Listening to Tadáskía and reflecting deeply both on my commitment to written history and her commitment to things created to be impermanent, I added to the lines of the French writer Annie Ernaux in The Years (2021) – which I had read on the eve of Carnival – the thoughts of the American writer Saidiya Hartman about Black women’s ordinary lives and the monumental nature of their everyday experiences. Together, the two led me to consider the overlaps in the relationships between photography and performance, events, permanence, and disappear- ance. All this motivated by the fascinating answer I had when I asked Tadáskía about how her photographs happen: “Things show up,” she answered. “And what I don’t know, maybe is in the notebooks.”

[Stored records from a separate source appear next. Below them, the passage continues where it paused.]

Issue #10004, opened 2025-04-02
Maplayers is in dire need of refactoring


AssassinTee:
the Maplayer component in the ddnet client contains a lot of duplicated and patched code and really needs a refactoring. [OnRender](https://github.com/ddnet/ddnet/blob/eafe4cbb810aef5dc945b807b5efd6c46c946a6b/src/game/client/components/maplayers.cpp#L1343) is one of the biggest offenders there. I already made a (huge) test refactoring and I believe we can also improve performance here a lot.

PR #10005, opened 2025-04-02
Factor out GetLayerType function

AssassinTee:
Part 1 of #10004, just putting this duplicated code into it's own function. I'll follow up with the next refactor after this one gets merged

I checked if this impacts performance, and I can't tell if it does or not, which is good.

Before:
screenshot_2025-04-02_16-25-14

After:
screenshot_2025-04-02_16-26-08

## Checklist

### DIFF
--- a/src/game/client/components/maplayers.cpp
+++ b/src/game/client/components/maplayers.cpp
@@ -343,35 +343,9 @@ void CMapLayers::OnMapLoad()
 		for(int l = 0; l < pGroup->m_NumLayers; l++)
 		{
 			CMapItemLayer *pLayer = m_pLayers->GetLayer(pGroup->m_StartLayer + l);
-			bool IsFrontLayer = false;
-			bool IsSwitchLayer = false;
-			bool IsTeleLayer = false;
-			bool IsSpeedupLayer = false;
-			bool IsTuneLayer = false;
-			bool IsGameLayer = false;
-			bool IsEntityLayer = false;
-
-			if(pLayer == (CMapItemLayer *)m_pLayers->GameLayer())
-			{
-				IsGameLayer = true;
-				IsEntityLayer = true;
-				PassedGameLayer = true;
-			}
-
-			if(pLayer == (CMapItemLayer *)m_pLayers->FrontLayer())
-				IsEntityLayer = IsFrontLayer = true;
-
-			if(pLayer == (CMapItemLayer *)m_pLayers->SwitchLayer())
-				IsEntityLayer = IsSwitchLayer = true;
-
-			if(pLayer == (CMapItemLayer *)m_pLayers->TeleLayer())
-				IsEntityLayer = IsTeleLayer = true;
-
-			if(pLayer == (CMapItemLayer *)m_pLayers->SpeedupLayer())
-				IsEntityLayer = IsSpeedupLayer = true;
-
-			if(pLayer == (CMapItemLayer *)m_pLayers->TuneLayer())
-				IsEntityLayer = IsTuneLayer = true;
+			int LayerType = GetLayerType(pLayer);
+			PassedGameLayer |= LayerType == LAYER_GAME;
+			bool IsEntityLayer = LayerType != -1;
 
 			if(m_Type <= TYPE_BACKGROUND_FORCE)
 			{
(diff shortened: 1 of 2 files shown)


src/game/client/components/maplayers.cpp
```diff
@@ -485,75 +458,63 @@ void CMapLayers::OnMapLoad()
 								unsigned char Index = 0;
 								unsigned char Flags = 0;
 								int AngleRotate = -1;
-								if(IsEntityLayer)
+
+								if(LayerType <= LAYER_FRONT)
```
Jupeyy, line 462: Are magic comparisions like these really better than
`if (IsGameLayer || IsFrontLayer)`
?

I feel like that breaks it back from something human readable to something mathematically again

AssassinTee: This is just Step one, next step would be to add functions taking LayerType as an argument and generalizing over all of this layer checks. Also, these bools are exclusive, you can't have a tileLayer, which is a switch AND a tune layer for example.

AssassinTee: Additionally in cases like `LayerType <= LAYER_FRONT` i collabs 3 times duplicated code to 1

Robyt3: I don't think this is resolved yet. I also got confused by this and it's even more confusing because the `LayerType <= X` also includes the case where `LayerType == -1` which was previously the `else` cases (which are now removed), so it's unclear if there is any unhandled value. The `else` cases should have assertions instead to ensure that they are never reached.

AssassinTee: I am going to add the assertions.
This exact function is the next one I will refactor out. We have 3 times a check for OverlayCount. If you add or remove an overlay, you need to adjust all of this positions, which is ... bad

AssassinTee: I could add it's own enum for better readability, but I don't think this would be the right way

src/game/client/components/maplayers.cpp
```diff
@@ -1803,3 +1726,23 @@ void CMapLayers::OnRender()
 	// reset the screen like it was before
 	Graphics()->MapScreen(Screen.x, Screen.y, Screen.w, Screen.h);
 }
+
+int CMapLayers::GetLayerType(const CMapItemLayer *pLayer, bool &PassedGameLayer)
+{
+	if(pLayer == (CMapItemLayer *)m_pLayers->GameLayer())
+	{
+		PassedGameLayer = true;
```
Robyt3, line 1734: I think `PassedGameLayer` handling doesn't belong in this function. It's named `GetLayerType` so it should only do that. Duplicating the line

```cpp
PassedGameLayer |= LayerType == LAYER_GAME;
```

after calling this function seems clearer to me.

src/game/client/components/maplayers.cpp
```diff
@@ -1803,3 +1726,23 @@ void CMapLayers::OnRender()
 	// reset the screen like it was before
 	Graphics()->MapScreen(Screen.x, Screen.y, Screen.w, Screen.h);
 }
+
+int CMapLayers::GetLayerType(const CMapItemLayer *pLayer, bool &PassedGameLayer)
```
Robyt3, line 1730: Should be possible to declare this function `const`

src/game/client/components/maplayers.cpp
```diff
@@ -387,44 +359,49 @@ void CMapLayers::OnMapLoad()
...
+				else if(LayerType == LAYER_TUNE)
 				{
 					DataIndex = pTMap->m_Tune;
 					TileSize = sizeof(CTuneTile);
 				}
 				else
 				{
-					DataIndex = pTMap->m_Data;
-					TileSize = sizeof(CTile);
+					dbg_assert(false, "Unknown LayerType");
```
Robyt3, line 402:
```suggestion
					dbg_assert(false, "Unknown LayerType %d", LayerType);
```

Also below.

Robyt3 (changes requested):

src/game/client/components/maplayers.cpp
Robyt3: I think the explicit checks are clearer; readability is more important than reducing duplicate code.

src/game/client/components/maplayers.cpp
AssassinTee: Nice idea 👍

src/game/client/components/maplayers.cpp
AssassinTee: Didn't know that format works here, nice 👍

src/game/client/components/maplayers.cpp
AssassinTee: @Jupeyy At first it was unclear to me what was unclear about this. After talking with Robyt a bit on discord I reintroduced `IsEntityLayer` and split conditions like `LayerType >= ...` and `LayerType <= ...` into explicit `or` conditions like `LayerType == LAYER_GAME || LayerType == LAYER_FRONT`. I hope this is clearer now. IsEntityLayer also removes the case for `LayerType == -1`.

Jupeyy: Fine by me

Robyt3 (approved):

PR #10010, opened 2025-04-03
system.h cleanup

SollyBunny:
Add docs to things

Always use jsdoc

Use consistent gaurds for attributes

There should be **no** behaviour change

## Checklist

### DIFF
--- a/src/base/system.h
+++ b/src/base/system.h
@@ -26,7 +26,7 @@
 #include <optional>
 #include <string>
 
-#ifdef __MINGW32__
+#if defined(__MINGW32__)
 #undef PRId64
 #undef PRIu64
 #undef PRIX64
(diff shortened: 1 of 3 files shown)


src/android/android_main.cpp
```diff
@@ -166,35 +166,23 @@ const char *InitAndroid()
...
-	if(fs_makedir("data") != 0 || fs_makedir("user") != 0)
-	{
+	if(fs_make_dir("data") || fs_make_dir("user"))
 		return "Failed to create 'data' and 'user' directories in external storage.";
-	}
 
 	if(EqualIntegrityFiles(INTEGRITY_INDEX, INTEGRITY_INDEX_SAVE))
-	{
 		return nullptr;
-	}
```
Robyt3, line 186: Style change in wrong direction. Curly bracket should always be used.

src/base/color.h
```diff
@@ -93,7 +93,7 @@ class color4_base
 		a = 1.0f;
 	}
 
-	constexpr color4_base(unsigned col, bool alpha = false)
+	constexpr color4_base(unsigned int col, bool alpha = false)
```
Robyt3, line 96: Style change that I consider the wrong direction. Should use `unsigned` everywhere as this is used more frequently, to avoid changing every file.

src/engine/external/glew/GL/glew.h
Robyt3, line 1: Do not change external files.

Robyt3 (commented):
Sorry, but these are to many different unrelated changes of different scopes in one PR for me. Please split into multiple PRs with related changes. Individual commits in one PR only work when the changes are neatly separated into those commits, but I see several cleanup/fixup commits that fix previous ones. Several of these changes are style choices and need to be discussed first. This will likely cause many hard and soft conflicts (due to return values being changed) in other branches and downstream, so I'm not sure I see the motivation for many of these renames.

PR #8500, opened 2024-06-18
Fix ShowDistance being double in size

fokkonaut:
## Checklist

- [ ] Tested the change ingame
- [ ] Provided screenshots if it is a visual change
- [ ] Tested in combination with possibly related configuration options
- [ ] Written a unit test (especially base/) or added coverage to integration test
- [ ] Considered possible null pointers and out of bounds array indexing
- [ ] Changed no physics that affect existing maps
- [ ] Tested the change with [ASan+UBSan or valgrind's memcheck](https://github.com/ddnet/ddnet/#using-addresssanitizer--undefinedbehavioursanitizer-or-valgrinds-memcheck) (optional)

PR #10014, opened 2025-04-03
Improve network clipped to use radius + border

edg-l:
Taken from https://github.com/ddnet/ddnet/pull/9274/files/f49c3467760d610f6388b0b5a1f7ee04b8a74572#diff-b11d1429ae1c076f07f2072d988dc7b78e30a8ab55badc01b889cb914510b300 as a separate PR (see comments)

## Checklist

### DIFF
--- a/src/game/server/entity.cpp
+++ b/src/game/server/entity.cpp
@@ -92,12 +92,16 @@ bool NetworkClipped(const CGameContext *pGameServer, int SnappingClient, vec2 Ch
 	if(SnappingClient == SERVER_DEMO_CLIENT || pGameServer->m_apPlayers[SnappingClient]->m_ShowAll)
 		return false;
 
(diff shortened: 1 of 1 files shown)


mwinkens:
I guess diving showDistance directly by 2 at another place in the code doesn't make sense? Do we have other things, outside of entities.cpp, which might be affected?

AssassinTee:
I guess diving showDistance directly by 2 at another place in the code doesn't make sense? Do we have other things, outside of entities.cpp, which might be affected?

heinrich5991 (changes requested):
It is the client that should get changed, especially for the `+ Border` part. The client decides how much it wants to see and the server should respect it and not add weird calculations on top.

Robyt3:
Duplicate of #8500.

PR #10420, opened 2025-06-25
Tick gamecontext once with one player in unit tests

ChillerDragon:
No state is asserted yet. Just unlocking more code runtime during unit tests. This can catch some crashes for now and lays the foundation for more complex tests.

## Checklist

### DIFF
--- a/src/test/gameworld.cpp
+++ b/src/test/gameworld.cpp
@@ -1,4 +1,6 @@
 #include "test.h"
+#include <game/server/gamecontroller.h>
+#include <game/server/player.h>
 #include <gtest/gtest.h>
 
 #include <base/logger.h>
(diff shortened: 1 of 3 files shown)


src/test/gameworld.cpp
```diff
@@ -248,3 +250,14 @@ TEST_F(CTestGameWorld, IntersectEntity)
...
 }
+
+TEST_F(CTestGameWorld, BasicTick)
+{
+	int ClientId = 0;
+	bool Afk = true;
+	int LastWhisperTo = -1;
+	const int StartTeam = GameServer()->m_pController->GetAutoTeam(ClientId);
+	GameServer()->CreatePlayer(ClientId, StartTeam, Afk, LastWhisperTo);
+
```
AssassinTee, line 261: here you could grab the CPLayer and check if ClientID, StartTeam, Afk and LastWhsiperTo matches

ChillerDragon: That seems forced :D it's like testing a setter by calling its getter. Do you think it adds value? There isn't even a branch in that method. The plan is to also spawn a character and then test more complex state. Such as its position evolving when tick is called multiple times. The loaded map should be coverage.map where freshly spawned afk tees will move instantly.

edg-l:
While i like this, if its to be added you should do so with a test, its better to avoid "unused" code even if temporary

ChillerDragon:
@edg-l what unused code do you mean? The test is if calling OnTick segfaults or not.

edg-l:
> @edg-l what unused code do you mean? The test is if calling OnTick segfaults or not.

oh i see the gh comment made the ontick code a bit hard to see lol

Lacraia is the title with which she baptized her 2024 notebook. A notebook that, at the time of writing this text, does not yet exist, but which was already happening and, therefore, appeared, in another notebook entitled Sacola de viajante [Traveler’s Tote Bag], as Tadáskía would tell me, after I insisted. This fact is important as, since in many of her interviews, the relationships between doing and not knowing, showing and hiding, drawing and not seeing are fundamental in her way of working. The ideas and forms appear and reappear. They arrive through different channels. Just like the many images, orientations, instructions, sketches, and observations that have already begun to take shape in Lacraia, her works to show to hide (2020), Corda dourada [Golden Rope, 2019], and Hálito [Breath, 2019] sprang to life through a similar procedure performed through notebooks.
In to show to hide, the mystery of apparition tells us about the complexity with which the artist faces the issue of representation. “I believe that not everything can be revealed, not everything can be delivered. When you think about photography of Black and low-income people, there is always something to try to represent, to document, to bring an identity, an identification. However, that is not what moves me. With these photographs, if on one hand I felt the need to show the reality I came from – which, at first, seems to be a super precarious context –, then on the other hand, the photography provided me with the chance to show what it itself is hiding: it’s the moment when you are going to find a treasure, a certain wit of life as well as all of the conflicts that still haven’t been resolved.”
Using the same Yashica 35mm camera that her father used during the artist’s childhood, in outings to Aparecida do Norte, in São Paulo, Tadáskía created in 2020 a series which shows her interest in the idea that something can appear in a photograph based on this belief in apparition. Because she stops looking at her notebooks after she creates them, the photographs arise from the pages of her imagination, and they come back almost like a prophecy. As the apparitions are not rehearsed or literal, the nature of her work leaves the documentary aspect and goes to the performative one, mainly because of the importance of a poetic and fantastical writing, present in many of her writings, like Ave preta mística [Mystical black bird], a series presented in the 35th Biennial.
As she performs with and against the camera, Tadáskía often invites the presence and participation of members of her family. The daily life and the symbolic, affective, epistemological repertoire fill her cognitive framework. In to show to hide, a family of sculptures is created to be performed by people in their family. The names of these sculptures are Zumbidas [Buzzings], Rastejantes [Crawlers], Rabos [Tails], Trepadeiras [Creepers], and Gruda-gruda [Sticky-Sticky]. By trying to show and hide, it is by performing with these wearable sculptures that the work ends up camouflaging or masking the widely expected image of everyday Black life. The play and the dialogue between two families show and hide the ordinary and the alien in an interaction in which her relatives appear not only as a theme within the work, but also as the protagonist of a broader artistic project of redistributing abundance.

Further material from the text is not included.